* Task: Scan the listing below for the word "approved", then copy each line that has it.

* Supplied information:
# # #

PR #226, opened 2020-12-12
Reduce scope of synchronization in merge segment warming

aprudhomme:
Instead of waiting for merge warming to complete under synchronization of preCopy.connections, create a copy of the current connections, process them, and remove them. This should remove the possibility of merge warming when adding replicas deadlocking.


sarthakn7 (approved):
Lgtm, would be great if @umeshdangat can take a look as well

umeshdangat (approved):
lg2m !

# # #

* Worked solution:
sarthakn7 (approved):
umeshdangat (approved):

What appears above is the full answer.